Hosted by CHNET-Works
- Part of the NCCDH “Let’s Talk…” series. A 4-page brochure available here.
- Slide Deck available here.
- Online discussion happening on Health Equity Clicks
- “Health equity exists when all people can reach their full health potential and are not disadvantaged from attaining it because of their race, ethnicity, religion, gender, age, social class, socioeconomic status, sexual orientation or other socially determined circumstance.” (source: slide deck for this presentation)
- language has an important role in this social construction
- NCCDH is working on a glossary document for Public Health
Why does language about populations matter?
- can end up defining people based on their disease (e.g., schizophrenic, alcoholic, poor people) – but a disease does not define a person (instead, put the person first – person with schizophrenia, person with mental illness, people living in poverty. “people first language”)

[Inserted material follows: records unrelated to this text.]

PR #1547, opened 2022-04-26
[PHP 8.0] Add errors section for `version_compare`

saundefined:
Not sure that it should be documented...

https://3v4l.org/kPB2p

### DIFF
--- a/reference/info/functions/version-compare.xml
+++ b/reference/info/functions/version-compare.xml
@@ -92,6 +92,14 @@
   </para>
  </refsect1>
 
+ <refsect1 role="errors">
+  &reftitle.errors;
+  <para>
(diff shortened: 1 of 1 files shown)


cmb69:
Thank you for the PR!

Frankly, I'm no longer sure that we should document `ValueError`s for each function individually. @Girgias started some half-automation for this, but the scope was mighty. Furthermore, there would still be the discrepancy between PHP 7 and 8 (and possibly even minor versions). And, maybe most important, it shouldn't matter for userland code (you are not supposed to catch `ValueError`s, but rather to avoid triggering these in the first place; i.e. fix the code which might throw a `ValueError`).

What we definitely should do is to clearly point out which values are permissible or forbidden for certain parameters (what is already the case for `$operator` of `version_compare`).

It might be sensible to discuss this general point on the documentation mailing list (or did we already?)

PR #1548, opened 2022-04-26
All drivers implement getColumnMeta

NattyNarwhal:
Since php/php-src@caa710037e663fd78f67533b29611183090068b2, all bundled drivers (Firebird and ODBC being the omissions before) implement this function. The third-party drivers, even the ones in massive states of disrepair, support it too. It's still optional, so a new PDO driver could take us by surprise, but the list is misleading, so just include the warning.


cmb69 (approved):
Thank you!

- can prevent people from seeking care (e.g., if they don’t identify with the label; feel discriminated against/stigmatized)

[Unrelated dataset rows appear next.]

PR #1549, opened 2022-04-27
[PHP 8.1] Usage of static Variables in Inherited Methods

saundefined:
Relates [Migration Guide](https://www.php.net/manual/en/migration81.incompatible.php#migration81.incompatible.core.static-variable-inheritance)

### DIFF
--- a/language/oop5/static.xml
+++ b/language/oop5/static.xml
@@ -59,34 +59,6 @@ $classname::aStaticMethod();
 ]]>
      </programlisting>
    </example>
-
-   <para>
-    As of PHP 8.1.0, when a method using static variables is inherited (but not overridden),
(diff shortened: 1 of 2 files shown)


cmb69 (commented):
Thank you! The information is correct, but I think it should be put elsewhere in the manual; see the tip at the beginning of [that page](https://www.php.net/manual/en/language.oop5.static.php). The section about [using static variables](https://www.php.net/manual/en/language.variables.scope.php#language.variables.scope.static) may be a better place, or perhaps the [inheritance](https://www.php.net/manual/en/language.oop5.inheritance.php) section, or the section about [late static binding](https://www.php.net/manual/en/language.oop5.late-static-bindings.php).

- e.g., Code White changed from “violent behaviour” to “disruptive behaviour” (trying to separate mental health and violence; so responders don’t go in assuming violence. Some talk about changing it to “mental health emergency” – responders go in understanding that the person needs mental health support, not necessary violence occurring
Advantage and disadvantage coexist:
- understand relationship between advantage & disadvantage – people are more complex than just their disease/disadvantage; have thought about intersectionality; are we trying to aggregate or disaggregate groups? We want to know that we are reaching those who we are trying to reach (and not underincluding or overincluding)
- reflect on one’s own social position – where do you come from? how do people perceive you? When you think about how complex you are, makes you realize that other people are also very complex.

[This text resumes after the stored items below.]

PR #1551, opened 2022-04-27
Collator::__construct() and Collator::create() do not accept null

### LINKED ISSUE #1550: Collator::__construct() does not accept null
### Description

The following code:

```php
<?php
new Collator(null);
```

Resulted in this output:
```
Deprecated: Collator::__construct(): Passing null to parameter php/php-src#1 ($locale) of type string is deprecated in /in/AUfEa on line 2
```

However, [the documentation says](https://www.php.net/manual/en/collator.construct.php): “if null is passed for the locale, the default locale's collation rules will be used”.

Therefore, I expect that the `$locale` parameter is nullable, and no deprecation warning is triggered.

- acknowledge structural/systematic advantage and reinforcement
Diversity within population groups:
- often this is not considered – “disadvantaged” groups often thought of as a homogenous group based on the particular disadvantage
- there are varying levels of advantage/disadvantage within a group; also intersecting disadvantages
- e.g., people who are homeless experience health inequities. Some of them also have low literacy/low health literacy/disability/etc., and they experience even more inequities
Language influences power dynamics:
- words like “vulnerable”, “disadvantaged”, “marginalized”, etc:
- can create us vs. them situations
- lead to victim blaming, stigmatization
- e.g., “poor people” vs. “people who live in poverty” – the latter is people-first language, highlights the situation in which they live (i.e., poverty) vs. describing “poorness” as an attribute of the person), and sounds less permanent (poverty is a situation that they are in that can change rather than being an attribute ascribed to the person)
- One participant noted that she grew up in poverty but didn’t think of it as that at the time and wondered if she would have internalized it if she’d heard either of those phrases used to describe her.
The language we use focuses our attention:
- “the homeless” focused on individuals, whereas “housing” focuses us on the structures, and “racism” focuses us on society (an issue underlying the issue, driving the structure of “housing”) – looking at different levels (individual, structures, society)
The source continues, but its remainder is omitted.